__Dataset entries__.
%%
Issue #2109, opened 2019-02-01
Feature Request: Support Managed Service Identity for Storage connections


PhoenixHe-NV:
Please provide a succinct description of the issue.

#### Repro steps

Currently Azure Storage supports [Managed Service Identity](https://docs.microsoft.com/en-us/azure/storage/common/storage-auth-aad-msi?toc=%2fazure%2fstorage%2fqueues%2ftoc.json). But azure webjob sdk only spports connection string for storage account. It would be great that webjob sdk support MSI.

#### Known workarounds

I've found some workarounds by inject storage account on registering. First I need to generate the CloudStorageAccount by MSI in advance. Then, there are two services I need to inject:

```csharp
var blobClient = storageAccount.CreateCloudBlobClient();
var container = blobClient.GetContainerReference("webjob-lock");

var builder = new HostBuilder()
   .ConfigureWebJobs(b =>
   {
     b.Services.AddSingleton(new DistributedLockManagerContainerProvider
     {
       InternalContainer = container
     });
     b.Services.AddSingleton<StorageAccountProvider>(new ManagedIdentityStorageAccountProvider(storageAccount));

     b.AddAzureStorageCoreServices();
     b.AddAzureStorage();
     b.AddTimers();
   })
```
%%
__Assignment__.
Within the data, how many lines hold "AddSingleton"? Respond with only the number.

__Response to this task__.
2